» **EXERCISE DETAILS**
Every line from the beginning of the data through the line containing "r0mant, line 56: Is" should be reproduced exactly, and no further lines should be output.

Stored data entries
PR #297, opened 2021-08-23
Add auth preference and update v3 to v4 role

klizhentas:


russjones (approved):
Bot.

r0mant (commented):
It looks like this PR has same many of the same parts as https://github.com/gravitational/teleport-plugins/pull/298 - are both needed?

gzigzigzeo:
> It looks like this PR has same many of the same parts as #298 - are both needed?

Yes, they are. #298 is based on this PR as like as a couple of upcoming.

PR #298, opened 2021-08-23
Adds aws_role_arns to role, updates schema to latest version

klizhentas:


russjones (approved):
Bot.

terraform/go.mod
```diff
@@ -4,6 +4,7 @@ go 1.15
 
 replace (
 	github.com/coreos/go-oidc => github.com/gravitational/go-oidc v0.0.3
+	github.com/gravitational/teleport/api => github.com/gravitational/teleport/api v0.0.0-20210817145431-a8c11241284b
```
r0mant, line 7: Curious why do we need this replace clause? The source is the same?

terraform/tfschema/types_terraform.go
```diff
@@ -52,10 +56,10 @@ var (
 	SchemaProvisionTokenV2 = GenSchemaProvisionTokenV2()
 	// SchemaMetaProvisionTokenV2 is schema metadata for ProvisionTokenV2 specifies provisioning token
 	SchemaMetaProvisionTokenV2 = GenSchemaMetaProvisionTokenV2()
-	// SchemaRoleV3 is schema for RoleV3 represents role resource specification
-	SchemaRoleV3 = GenSchemaRoleV3()
```
r0mant, line 56: Is this a backwards compatible change? This looks like we're removing V3 role from terraform spec completely unless I'm missing something. What happens if somebody is still using V3 roles?

r0mant (commented):
Question about backwards compatibility with removal of RoleV3, otherwise lgtm.

terraform/tfschema/types_terraform.go
klizhentas: @gzigzigzeo see the question above? both on api and V3 change

gzigzigzeo: @klizhentas @r0mant They will be automatically upgraded to v4. I've tested this. There's no way I can use both because API has no RoleV3 struct anymore, otherwise I would keep both.

terraform/go.mod
gzigzigzeo: It's an artifact :-( Needs to be removed, but I am not quite sure how. Should I update my original branch?

PR #302, opened 2021-08-26
Fixes SAML and Github connectors schema

gzigzigzeo:
What's inside:

- [x] Changed object constructors logic
- [x] Marked required SAML attributes as computed


Joerger (approved):

terraform/example/oidc_connector.tf
```diff
@@ -0,0 +1,19 @@
+# Teleport OIDC connector
```
tcsc, line 1: Why commented out?

terraform/example/trusted_cluster.tf
```diff
@@ -0,0 +1,20 @@
+# Teleport trusted cluster
```
tcsc, line 1: Also why commented out?

tcsc (approved):

terraform/example/oidc_connector.tf
gzigzigzeo: For testing purposes, uncommented it back

gzigzigzeo:
This conflict is about `protoc-gen-terraform` version. In this branch, it points to a correct version.

PR #308, opened 2021-09-02
[Buddy PR] Load identity file from env var

Joerger:
Closes https://github.com/gravitational/teleport-plugins/pull/299 (original PR)


russjones:
@gzigzigzeo @Joerger Is it intentional that master of Teleport is being vendored? I would expect it to be `branch/v7`?

gzigzigzeo:
@russjones It points to the #8132, otherwise would not work. This reference must be updated once #8132 gets back ported to v7.

russjones:
@Joerger Is this something that can be now be merged?

Joerger:
> @Joerger Is this something that can be now be merged since `teleport/lib` is not longer being imported?

This can be merged as soon as https://github.com/gravitational/teleport/pull/8186 is merged.

klizhentas (approved):

PR #318, opened 2021-09-13
Make part of Token sensitive

ReeceCrossland:
Teleport provision token resource has an ID that is the token. The issue is that this should be a sensitive value, we require this to be obscured within tf plans/apply runs.

To tackle this our solution is to split this and have a prefix as the ID instead, so the full token is not exposed.

Since there is no other ID exposed by the Teleport API, our options are limited.


terraform/provider/resource_teleport_provision_token.go
```diff
@@ -52,16 +166,34 @@ func resourceProvisionTokenCreate(ctx context.Context, d *schema.ResourceData, m
...
+	if !ok {
+		return diagFromErr(fmt.Errorf("Index is required"))
+	}
+	name, ok := d.GetOk("name")
+	if !ok {
+		return diagFromErr(fmt.Errorf("Name is required"))
+	}
+
+	token := index.(string) + name.(string)
+	metadata, ok := d.GetOk("metadata")
```
gzigzigzeo, line 179: What would you say if we rephrased this fragment a bit?

```
var m []interface{}

metadata, ok := d.GetOk("metadata")
if !ok {
	m = []interface{}{map[string]interface{}{"name": token}}
} else {
	m, ok := metadata.([]interface{})
	if !ok {
		return diagFromErr(trace.BadParameter("Can not convert %T to []interface{}", a))
	}
	md, ok := m[0].(map[string]interface{})
	if !ok {
		return diagFromErr(trace.BadParameter("Can not convert %T to map[string]interface{}", a))
	}

	md["name"] = token
}

d.Set("metadata", m)
```

terraform/provider/resource_teleport_provision_token.go
```diff
@@ -52,16 +166,34 @@ func resourceProvisionTokenCreate(ctx context.Context, d *schema.ResourceData, m
...
 	}
 
 	// Check if token already exists
-	_, err = c.GetToken(ctx, name)
+	_, err = c.GetToken(ctx, token)
 	if err == nil {
-		existErr := "token " + name + " exists in Teleport. Either remove it (tctl tokens rm " + name + ")" +
-			" or import it to the existing state (terraform import teleport_provision_token." + name + " " + name + ")"
+		existErr := "token " + token + " exists in Teleport. Either remove it (tctl tokens rm " + token + ")" +
+			" or import it to the existing state (terraform import teleport_provision_token." + index.(string) + " " + token + ")"
```
gzigzigzeo, line 196: What happens if `index.(string)` conversion fails?

terraform/provider/resource_teleport_provision_token.go
```diff
@@ -94,11 +226,12 @@ func resourceProvisionTokenCreate(ctx context.Context, d *schema.ResourceData, m
...
 
 	err = c.UpsertToken(ctx, tV2)
+
 	if err != nil {
-		return diagFromErr(describeErr(err, "token"))
+		return diagFromErr(fmt.Errorf("API Error: %v", err))
 	}
 
-	d.SetId(tV2.GetName())
+	d.SetId(index.(string))
```
gzigzigzeo, line 234: Could convert index to string somewhere at the beginning, handle conversion error and use the result in all cases like this?

terraform/provider/resource_teleport_provision_token.go
```diff
@@ -94,11 +226,12 @@ func resourceProvisionTokenCreate(ctx context.Context, d *schema.ResourceData, m
 	}
 
 	err = c.UpsertToken(ctx, tV2)
+
 	if err != nil {
-		return diagFromErr(describeErr(err, "token"))
+		return diagFromErr(fmt.Errorf("API Error: %v", err))
```
gzigzigzeo, line 231: Could you please explain why it's worth omitting `describeErr` here?

gzigzigzeo (changes requested):

Joerger:
This has been fixed in #341, thank you for your contribution.

PR #329, opened 2021-09-27
[Buddy PR] Add Proxy and SSH services support to testing/integration library + CA Pinning fix

Joerger:
This is a buddy PR for [this commit](https://github.com/gravitational/teleport-plugins/pull/329/commits/b721d1e955ce407d1ae065e9b56ec3d16966a8d0) which was included in [this PR](https://github.com/gravitational/teleport-plugins/pull/317).

This PR also adds support for CA-pinning in the integration tests, which fixes an issue with the darwin drone tests caused by insecure teleport process registration. For further clarification, the darwin drone test was trying to `lstat /private/var/lib/teleport/ca.cert`, which fails due to the permissions of the `/private` directory.

### DIFF
--- a/lib/testing/integration/authservice.go
+++ b/lib/testing/integration/authservice.go
@@ -34,11 +34,11 @@ import (
 
 var regexpAuthStarting = regexp.MustCompile(`Auth service [^ ]+ is starting on [^ ]+:(\d+)`)
 
-type AuthServer struct {
+type AuthService struct {
 	mu           sync.Mutex
 	teleportPath string
 	configPath   string
-	authAddr     string
+	authAddr     Addr
 	isReady      bool
 	readyCh      chan struct{}
 	doneCh       chan struct{}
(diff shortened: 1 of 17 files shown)


lib/testing/integration/authservice.go
```diff
@@ -270,6 +290,35 @@ func (auth *AuthService) IsReady() bool {
...
+
+	submatch := regexpAuthCAPin.FindStringSubmatch(string(output))
+	if submatch != nil {
+		auth.mu.Lock()
+		defer auth.mu.Unlock()
+		auth.caPin = submatch[1]
+	}
+	if auth.caPin == "" {
+		return trace.Errorf("failed to find CA Pin in auth status")
+	}
```
marshall-lee, line 318: Can this be a method in `tctl` package?

marshall-lee (approved):

lib/testing/integration/authservice.go
Joerger: Good idea, I moved all of the logic to `integration` and `setup` instead of `authservice`.

tcsc (approved):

» **ANSWER BELOW**
PR #297, opened 2021-08-23
Add auth preference and update v3 to v4 role

klizhentas:


russjones (approved):
Bot.

r0mant (commented):
It looks like this PR has same many of the same parts as https://github.com/gravitational/teleport-plugins/pull/298 - are both needed?

gzigzigzeo:
> It looks like this PR has same many of the same parts as #298 - are both needed?

Yes, they are. #298 is based on this PR as like as a couple of upcoming.

PR #298, opened 2021-08-23
Adds aws_role_arns to role, updates schema to latest version

klizhentas:


russjones (approved):
Bot.

terraform/go.mod
```diff
@@ -4,6 +4,7 @@ go 1.15
 
 replace (
 	github.com/coreos/go-oidc => github.com/gravitational/go-oidc v0.0.3
+	github.com/gravitational/teleport/api => github.com/gravitational/teleport/api v0.0.0-20210817145431-a8c11241284b
```
r0mant, line 7: Curious why do we need this replace clause? The source is the same?

terraform/tfschema/types_terraform.go
```diff
@@ -52,10 +56,10 @@ var (
 	SchemaProvisionTokenV2 = GenSchemaProvisionTokenV2()
 	// SchemaMetaProvisionTokenV2 is schema metadata for ProvisionTokenV2 specifies provisioning token
 	SchemaMetaProvisionTokenV2 = GenSchemaMetaProvisionTokenV2()
-	// SchemaRoleV3 is schema for RoleV3 represents role resource specification
-	SchemaRoleV3 = GenSchemaRoleV3()
```
r0mant, line 56: Is this a backwards compatible change? This looks like we're removing V3 role from terraform spec completely unless I'm missing something. What happens if somebody is still using V3 roles?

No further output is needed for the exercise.